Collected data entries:

PR #1987, opened 2026-08-12
feat(native): add public custom HTTP transport client interface

### LINKED ISSUE #1979: Custom HTTP transport client interface
## Problem

The public custom transport API only allows implementing a generic envelope callback function through `sentry_transport_new`. Once an application replaces the built-in HTTP transport this way, it also bypasses the HTTP transport’s shared behavior, including:

- HTTP retry and exponential backoff configured with `sentry_options_set_http_retry`
- Offline caching configured with `sentry_options_set_cache_keep`
- Rate-limit handling
- Client report attachment and restoration
- The standard background worker, flushing, and shutdown behavior

This makes it difficult for downstream SDKs to use platform- or framework-native HTTP clients (.NET, Dart, Qt, ...) without reimplementing a substantial part of `sentry-native`’s HTTP transport logic.

## Proposed solution

Expose a supported public API for creating a custom HTTP transports, in addition to the existing generic function transport API.

The new API should allow users to implement the HTTP "client" interface currently used internally by `sentry_http_transport`. The custom client would be responsible only for executing HTTP requests and returning  HTTP responses (status code & headers).

The shared HTTP transport would remain responsible for:

- Preparing and serializing requests
- Queueing work and preserving envelope order
- HTTP retry and exponential backoff
- Offline caching and cache cleanup
- Rate-limit handling
- Client reports
- Flush and shutdown behavior

Conceptually, this would be a public, stable equivalent of the existing internal `sentry__http_transport_new` client interface and its lifecycle callbacks.

## Notes

The API design should account for potential future multi-threading.

The HTTP transport currently runs on a single transport thread. With recently introduced support for large attachments, it may eventually be useful to be able to process requests using multiple transport threads, to avoid blocking the transport pipeline with a long-lasting large attachment upload.

In a multi-threaded transport model, each transport thread would need its own HTTP client instance. The public interface should therefore avoid assuming that one client instance is permanently shared by the entire transport. For example, it could expose a client factory with per-thread startup, shutdown, and cleanup callbacks.

Thread-safety, request ordering, and client ownership should be documented so that adding multiple transport threads later does not require a breaking API change.

HuzaifaAbdulRehman:
Closes #1979.

## Problem

The only public custom transport API today is `sentry_transport_new`, which takes a raw envelope-send function. Using it means giving up everything the built-in HTTP transport already provides: retry with exponential backoff, offline caching, rate-limit handling, client report attachment, and the background worker/flush/shutdown machinery. Downstream SDKs that want to use a platform-native HTTP client (Qt, .NET, Dart, ...) currently have to reimplement all of that themselves.

## Solution

Adds `sentry_http_transport_new`, a public equivalent of the internal `sentry__http_transport_new` client interface. A custom HTTP client only has to execute a request and report back the status code and headers; sentry-native keeps owning request preparation/serialization, queueing, envelope ordering, retry/backoff, offline caching, rate-limit handling, client reports, and flush/shutdown.

New public surface:

- `sentry_http_request_t` / `sentry_http_response_t`, opaque handles, following the same forward-declared-in-`sentry.h` pattern already used for `sentry_transport_t`.
- Request accessors: `get_method`, `get_url`, `get_header_count`/`get_header`, `get_body`, `get_body_file_path` (the last one covers TUS large-attachment streaming).
- Response setters: `set_status_code`, `set_header`.
- `sentry_http_client_factory_func_t` + `sentry_http_transport_new(factory, factory_data, send_func, client_free_func)`.
- `sentry_http_transport_set_client_start_func` / `set_client_shutdown_func`.

All marked `SENTRY_EXPERIMENTAL_API`.

### Following up on the design discussion in the issue

- **Header parsing centralization**: `sentry_http_response_set_header` matches the signature you proposed. curl and WinHTTP no longer parse `retry-after`/`x-sentry-rate-limits`/`location` independently, they both funnel through this one function now, so they're effectively reference implementations of the public interface rather than a separate code path.
- **Factory over shared instance**: `sentry_http_client_factory_func_t` is called once today, but nothing in its signature assumes that. A future multi-threaded transport could call it once per worker thread without a breaking change.
- **Thread-safety/ownership/ordering**: documented directly on the factory and send-function doc comments, since that was called out as a prerequisite before finalizing the shape.

### A note on client ownership

Initially I had `client_free_func` as a separate post-construction setter (mirroring the existing `start`/`shutdown` hooks). That leaves a leak window: if `factory()` succeeds but transport construction then fails, there's no free hook registered yet to clean up the client. Fixed by folding `client_free_func` into the `sentry_http_transport_new` constructor itself, matching how curl.c/winhttp.c already co-locate client creation with their free function.

## Testing

- 15 new unit tests covering the header setter, the status setter, request accessors (in-memory and file-backed bodies), and the factory constructor (success, ownership verification, null-argument handling, factory failure).
- Full existing test suite passes under both backends, including against a real curl-linked binary, confirming curl/WinHTTP behavior is unchanged.
- Formatting checked against the repo's pinned clang-format (20.1.5) via `scripts/check-clang-format.py`, clean.

## Checklist

- [x] Code formatting checked (clang-format, matching `make style`)
- [x] Tests run and passing
- [x] New unit tests added for the change
- [x] CHANGELOG.md entry added


include/sentry.h
```diff
@@ -972,6 +972,187 @@ SENTRY_EXPERIMENTAL_API void sentry_transport_retry(
...
+SENTRY_EXPERIMENTAL_API int sentry_http_request_get_header(
+    const sentry_http_request_t *req, size_t index, const char **key_out,
+    const char **value_out);
+
+/**
+ * Returns the in-memory request body of `req` and writes its length to
+ * `*len_out`. Returns `NULL` if `req` has no in-memory body, which happens
+ * for large-attachment uploads that stream a file instead -- see
+ * `sentry_http_request_get_body_file_path`. Exactly one of the two ever
+ * returns non-`NULL` for a given request.
```
jpnurmi: The exactly-one guarantee is false for the initial TUS creation `POST`, which leaves both `body` and `body_path` null:

https://github.com/getsentry/sentry-native/blob/2d9e98ab303d0d949e28f63f4fb739c405ab453d/src/transports/sentry_http_transport.c#L509-L515

A custom client following this contract may try to open a null file path and fail large-attachment uploads. Document that both accessors may return `NULL` for bodyless requests, and cover that case in the accessor tests.

include/sentry.h
```diff
@@ -972,6 +972,187 @@ SENTRY_EXPERIMENTAL_API void sentry_transport_retry(
...
+
+/**
+ * Marks `resp` as having failed because the transport is shutting down,
+ * rather than because of a regular request error. Only meaningful when the
+ * client's `sentry_http_client_send_func_t` call is about to return `0`
+ * (failure); sentry-native uses this to skip retry/caching for requests
+ * that failed only because shutdown interrupted them.
+ */
+SENTRY_EXPERIMENTAL_API void sentry_http_response_set_shutdown(
+    sentry_http_response_t *resp, int is_shutdown);
```
jpnurmi: Hmm, this looks like a flag that should probably stay internal, or rather be moved from the HTTP client to the HTTP transport host, if possible. There's a potential danger of introducing shutdown races, though.

Not sure how this even ended up in the client layer. The author, \*cough\*, probably didn't care because it was internal... :grin: Anyway, I _think_ individual HTTP clients shouldn't have to communicate it back to the HTTP transport.

include/sentry.h
```diff
@@ -972,6 +972,187 @@ SENTRY_EXPERIMENTAL_API void sentry_transport_retry(
...
+ * `sentry_http_transport_new`, unchanged and still owned by the caller.
+ *
+ * sentry-native currently calls this exactly once per transport, on the
+ * thread that calls `sentry_http_transport_new`, to create the single
+ * client the transport's background thread will use for every request. A
+ * future multi-threaded transport may call this once per worker thread
+ * instead, each time from that worker thread; implementations should not
+ * assume they are called from any particular thread, or exactly once.
+ */
+typedef void *(*sentry_http_client_factory_func_t)(void *factory_data);
```
jpnurmi: Idea: what about a cosmetic `sentry_http_client_t` typedef to help distinguish between factory/user data and the client, which are both void pointers? The typedef could slightly improve readability by making it stand out more clearly which void pointers are client pointers.

```c
typedef void sentry_http_client_t;

/* ... */
typedef sentry_http_client_t *(*sentry_http_client_factory_func_t)(
    void *factory_data);

/* ... */
typedef int (*sentry_http_client_send_func_t)(sentry_http_client_t *client,
    sentry_http_request_t *req, sentry_http_response_t *resp);

/* ... */
```

src/transports/sentry_http_transport.c
```diff
@@ -960,6 +1071,44 @@ sentry__http_transport_set_shutdown_client(
...
+{
+    if (!factory || !send_func) {
+        return NULL;
+    }
+    void *client = factory(factory_data);
+    if (!client) {
+        return NULL;
+    }
+    sentry_transport_t *transport
+        = sentry__http_transport_new(client, send_func);
```
jpnurmi, line 1107: Should we get rid of `sentry__http_transport_new` and migrate `curl` and `winhttp` to use `sentry_http_transport_new` instead to back the claim that they are reference implementations of the interface? :)

include/sentry.h
```diff
@@ -972,6 +972,187 @@ SENTRY_EXPERIMENTAL_API void sentry_transport_retry(
...
+
+/**
+ * Represents a single HTTP request prepared by sentry-native, to be
+ * executed by a custom HTTP client set up via `sentry_http_transport_new`.
+ *
+ * The pointer is only valid for the duration of the
+ * `sentry_http_client_send_func_t` call it was passed to; the client must
+ * not retain it afterwards.
+ */
+struct sentry_prepared_http_request_s;
```
jpnurmi: Nitpick: I'd rename the `sentry_prepared_http_request_s` tag to `sentry_http_request_s` while at it, to avoid "leaking" the old internal name in the public API. The rename will cause a bit extra churn, but I think it's worth it to leave it in a clean and consistent state.

include/sentry.h
```diff
@@ -972,6 +972,187 @@ SENTRY_EXPERIMENTAL_API void sentry_transport_retry(
...
+ * on success; a non-zero return bubbles up to `sentry_init`.
+ */
+SENTRY_EXPERIMENTAL_API void sentry_http_transport_set_client_start_func(
+    sentry_transport_t *transport,
+    int (*start_func)(void *client, const sentry_options_t *options));
+
+/**
+ * Sets the hook that tells the client the transport is shutting down, e.g.
+ * to unblock or cancel an in-flight request. Called at most once, when the
+ * transport is shut down.
```
jpnurmi, line 1175: There should be a warning that this is called from the thread that calls `sentry_close`, which is not the same thread that runs the HTTP transport and client.

include/sentry.h
```diff
@@ -972,6 +972,187 @@ SENTRY_EXPERIMENTAL_API void sentry_transport_retry(
...
+ * sentry-native's retry/caching logic; call
+ * `sentry_http_response_set_shutdown` first if the failure is because the
+ * transport is shutting down rather than a request error.
+ *
+ * sentry-native calls this from a single background thread, once per
+ * request, in the order requests were queued, and never invokes it again
+ * for the same client until the previous call returns. A future
+ * multi-threaded transport may drive different client instances from
+ * different threads concurrently, but will still only ever call into one
+ * client instance from one thread at a time.
```
jpnurmi: Actually, the shutdown hook is called from the thread that calls `sentry_close`, which unfortunately imposes a nasty requirement that the client must be thread-safe even in the current single-instance use...

jpnurmi (commented):
Nice, thanks! Awesome start, looking good so far. I left a few suggestions and discussion points.

include/sentry.h
HuzaifaAbdulRehman: Oh good catch, totally missed that case. Updated the docs to say both can come back null for bodyless requests like the TUS creation POST, and added a test for it.

include/sentry.h
HuzaifaAbdulRehman: Yeah that's fair. I think your comment below kind of already answers it though, since the shutdown hook can fire on a different thread while send_func is still running, clients already have to deal with being called from two threads at once anyway. So having them also set shutdown on the response from inside send_func doesn't really add anything new on top of that.

I don't think we can move this fully to the transport side though. When http_transport_shutdown starts, it doesn't actually know yet whether the send_func call that's in flight is going to fail because of shutdown or for some other reason. Only the client really knows why it failed.

Maybe an alternative could work: have the transport set an internal flag when shutdown starts, and if send_func fails after that point just treat it as shutdown no matter what the client says. That would let us drop sentry_http_response_set_shutdown entirely. Downside is a request that happens to genuinely fail for some other reason right as shutdown kicks in would get lumped in as a shutdown failure too, and skip retry/caching it maybe should've gotten. Client-reported is more accurate but it does put more burden on every client to be thread safe. 

Let me know which way you'd rather go, I'm fine either way, just want to build the right one.

include/sentry.h
HuzaifaAbdulRehman: Yeah that's nicer, added it in.

src/transports/sentry_http_transport.c
HuzaifaAbdulRehman: I like the idea, would be a nice way to actually back up the "reference implementation" claim lol. I'd rather do it as a separate PR though if that's ok? This one's already pretty big with the new types plus the header parsing changes, and moving curl/winhttp onto the new factory/send func shape is its own chunk of work since their client lifecycle stuff would need to change quite a bit. Can open a follow-up for it once this lands if that works for you.

include/sentry.h
HuzaifaAbdulRehman: Agreed, renamed it. Wasn't too bad since it's just the one tag.

include/sentry.h
HuzaifaAbdulRehman: Oh good catch, you're right, checked it and yeah, the shutdown func gets called from whatever thread calls sentry_close, not the background thread that's actually sending stuff. Not the same thread at all. Updated the docs to say that now, and also fixed the other comment that claimed it's only ever "one thread at a time" since that's not quite true because of this case. Thanks for catching this, would've been a nasty one for someone to run into

include/sentry.h
HuzaifaAbdulRehman: Added a warning about that on the doc comment, thanks.

src/transports/sentry_http_transport.c
jpnurmi: Sure, a separate follow-up PR is fine. It could even be an opportunity to use GitHub's new stacked PRs :)

src/transports/sentry_http_transport.h
```diff
@@ -12,7 +12,11 @@ typedef struct sentry_prepared_http_header_s {
     char *value;
 } sentry_prepared_http_header_t;
 
-typedef struct sentry_prepared_http_request_s {
+// The public `sentry_http_request_t` (see sentry.h) is a forward-declared
+// opaque handle for this same tag; this is the only place its layout is
+// defined. Internal code and the public accessors in sentry_http_transport.c
+// both operate on this concrete struct via that shared tag.
```
jpnurmi: Nitpick: feels unnecessary to write it out here because the same pattern is used for many structs (envelope, options, transport, scope, ...) across the codebase. 😉

src/transports/sentry_http_transport.h
```diff
@@ -35,23 +39,29 @@ sentry_prepared_http_request_t *sentry__prepare_tus_upload_request(
 
 void sentry__prepared_http_request_free(sentry_prepared_http_request_t *req);
 
-typedef struct {
+// The public `sentry_http_response_t` (see sentry.h) is a forward-declared
+// opaque handle for this same tag; this is the only place its layout is
+// defined. Internal code and the public accessors in sentry_http_transport.c
+// both operate on this concrete struct via that shared tag.
```
jpnurmi: Same here, I think we can leave the comment out.

jpnurmi (commented):
Very nice, LGTM 👍 

I'll give it a try with Qt just to see how it feels and that we didn't miss anything

src/transports/sentry_http_transport.h
HuzaifaAbdulRehman: Fair enough, removed it.

src/transports/sentry_http_transport.h
HuzaifaAbdulRehman: Removed this one too.

jpnurmi:
> I'll give it a try with Qt just to see how it feels and that we didn't miss anything

The only thing that stands out is that our `send_func` is synchronous vs. Qt's networking APIs are asynchronous. Therefore, a hypothetical Qt-based `send_func` implementation needs a bit of an annoying event loop trick to hold off until the reply is received:

```c++
static int qt_http_client_send(sentry_http_client_t *client, sentry_http_request_t *request, sentry_http_response_t *response)
{
    QNetworkAccessManager *nam = static_cast<QtHttpClient *>(client)->nam;
    QNetworkReply *reply = nam->sendCustomRequest(...);

    QEventLoop loop;
    QObject::connect(reply, &QNetworkReply::finished, &loop, &QEventLoop::quit);
    loop.exec();

    auto status = reply->attribute(QNetworkRequest::HttpStatusCodeAttribute);
    sentry_http_response_set_status_code(response, status.toInt());

    ...
}
```

However, I'm hesitant to complicate things and split the flow into separate
- sentry-native → client: request
- client → sentry-native: response

calls because it would create a whole range of new issues... :thinking:

HuzaifaAbdulRehman:
Yeah I ran into the same thought. I'd still keep it synchronous though. The retry, ordering and caching all depend on knowing how a request went before deciding what's next, and splitting it up would mean rebuilding all that around pending state. curl and winhttp are both synchronous too, so it fits the rest of the code.

The Qt side might be less scary than it looks though, since send_func runs on the background worker thread, not the main one. So that nested QEventLoop is spinning on a thread with no UI and no user code, which avoids most of the usual re-entrancy headaches.

One gotcha I noticed while checking: the factory and the start hook both run on the calling thread, but send_func runs on the worker thread. So a QNetworkAccessManager created in either of those would end up with the wrong thread affinity. Creating it lazily on the first send_func call should sort it.

Happy to document that thread split if you think it's worth calling out, feels like an easy one to trip over.

jpnurmi:
I think the current flow is ok. Let's ignore the Qt-related finding - not a real issue.

The only remaining issue is the dubious shutdown flag, which I'm frankly not quite sure what to do with...

include/sentry.h
jpnurmi: > Maybe an alternative could work: have the transport set an internal flag when shutdown starts, and if send_func fails after that point just treat it as shutdown no matter what the client says. That would let us drop sentry_http_response_set_shutdown entirely. Downside is a request that happens to genuinely fail for some other reason right as shutdown kicks in would get lumped in as a shutdown failure too, and skip retry/caching it maybe should've gotten. Client-reported is more accurate but it does put more burden on every client to be thread safe.

Sounds like worth exploring. Wanna give it a try and let's see where it brings us? :pray: (Sorry for the little hole in the plan)

HuzaifaAbdulRehman:
Happy to just drop it from the public API if you're unsure. Easier to add it back later than take it away, and it means clients don't have to think about it at all.

I had a look at what the flag actually does and it's not much. It only really changes things for envelopes with attachment refs, and even then the envelope still gets persisted either way, just through a different path. So if the transport just assumed any failure after shutdown starts is a shutdown failure, I don't think we'd lose anything meaningful.

Would be a small change, just an atomic flag on the transport state like the bgworker already does. Want me to push that, or leave it as is?

jpnurmi:
> Would be a small change, just an atomic flag on the transport state like the bgworker already does. Want me to push that, or leave it as is?

Sure, go for it. And thanks for willing to iterate, very much appreciated!

HuzaifaAbdulRehman:
Pushed it. sentry_http_response_set_shutdown is gone from the public API, the transport now sets an atomic flag at the start of http_transport_shutdown and treats any send_func failure after that as a shutdown failure. Set before the client is ever asked to stop, so there's no window where a shutdown-caused failure gets read as a normal error.

Also rebased on master to pick up the changelog fix.

src/transports/sentry_http_transport.c
```diff
@@ -330,6 +334,107 @@ http_response_cleanup(sentry_http_response_t *resp)
...
+        *len_out = req->body_len;
+    }
+    return req->body;
+}
+
+const char *
+sentry_http_request_get_body_file_path(
+    const sentry_http_request_t *req, size_t *len_out)
+{
+    if (!req || !req->body_path) {
```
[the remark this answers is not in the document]
HuzaifaAbdulRehman: Good catch, this one's real. On Windows sentry_path_t keeps both the UTF-8 narrow path and the wide one, and the SDK's rule is to use the wide Win32 APIs at the boundary since the narrow ones read char* as ANSI rather than UTF-8. Both built-in transports already do that, CreateFileW in winhttp and _wfopen in curl, so a custom client had no way to match them and would break on non-ASCII paths.

Added sentry_http_request_get_body_file_pathw following the same w suffix convention as sentry_options_set_database_pathw and friends, and documented the encoding on the narrow one.

src/transports/sentry_http_transport.c
```diff
@@ -960,6 +1091,45 @@ sentry__http_transport_set_shutdown_client(
...
+    }
+    sentry__http_transport_set_free_client(transport, client_free_func);
+    return transport;
+}
+
+void
+sentry_http_transport_set_client_start_func(sentry_transport_t *transport,
+    int (*start_func)(
+        sentry_http_client_t *client, const sentry_options_t *options))
+{
```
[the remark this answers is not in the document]
HuzaifaAbdulRehman: The mechanism is right but I think this is working as intended, it's the tradeoff we landed on with @jpnurmi above when moving this out of the client layer.

One thing though, there isn't really an immediate retry to lose here. sentry__retry_shutdown runs at the top of http_transport_shutdown and drops the pending poll, so the compare_swap from POLL_IDLE in retry_enqueue fails and nothing gets scheduled anyway. Both paths just persist to disk for the next run. It also only applies to envelopes with attachment refs, since that branch is gated on ref_paths being non-empty.

Setting the flag before interrupting the client is deliberate as well. The other order is the risky one, since a request aborted by the shutdown hook could return before the flag was visible and look like a normal network error.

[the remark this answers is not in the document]
jpnurmi: Agreed, it's an acceptable tradeoff

jpnurmi (approved):
This looks great, thank you so much for contributing a significant feature!

This will become very handy for downstream SDKs (e.g. https://github.com/getsentry/sentry-dart/issues/3551) wishing to replace the curl dependency without losing all the functionality provided by the built-in HTTP transport. 🎉 

@JoshuaMoelans would appreciate 👀 if you have time 🙏

HuzaifaAbdulRehman:
Thanks! Glad it'll be useful for the Dart side, I hadn't seen that issue before. Happy to address anything Joshua flags.

mujacica (approved):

**ABOUT THIS TASK**
From the opening line of the data above through the line holding "Expose a supported", give every line again exactly as it stands.

**SOLUTION TO THIS TASK**
PR #1987, opened 2026-08-12
feat(native): add public custom HTTP transport client interface

### LINKED ISSUE #1979: Custom HTTP transport client interface
## Problem

The public custom transport API only allows implementing a generic envelope callback function through `sentry_transport_new`. Once an application replaces the built-in HTTP transport this way, it also bypasses the HTTP transport’s shared behavior, including:

- HTTP retry and exponential backoff configured with `sentry_options_set_http_retry`
- Offline caching configured with `sentry_options_set_cache_keep`
- Rate-limit handling
- Client report attachment and restoration
- The standard background worker, flushing, and shutdown behavior

This makes it difficult for downstream SDKs to use platform- or framework-native HTTP clients (.NET, Dart, Qt, ...) without reimplementing a substantial part of `sentry-native`’s HTTP transport logic.

## Proposed solution

Expose a supported public API for creating a custom HTTP transports, in addition to the existing generic function transport API.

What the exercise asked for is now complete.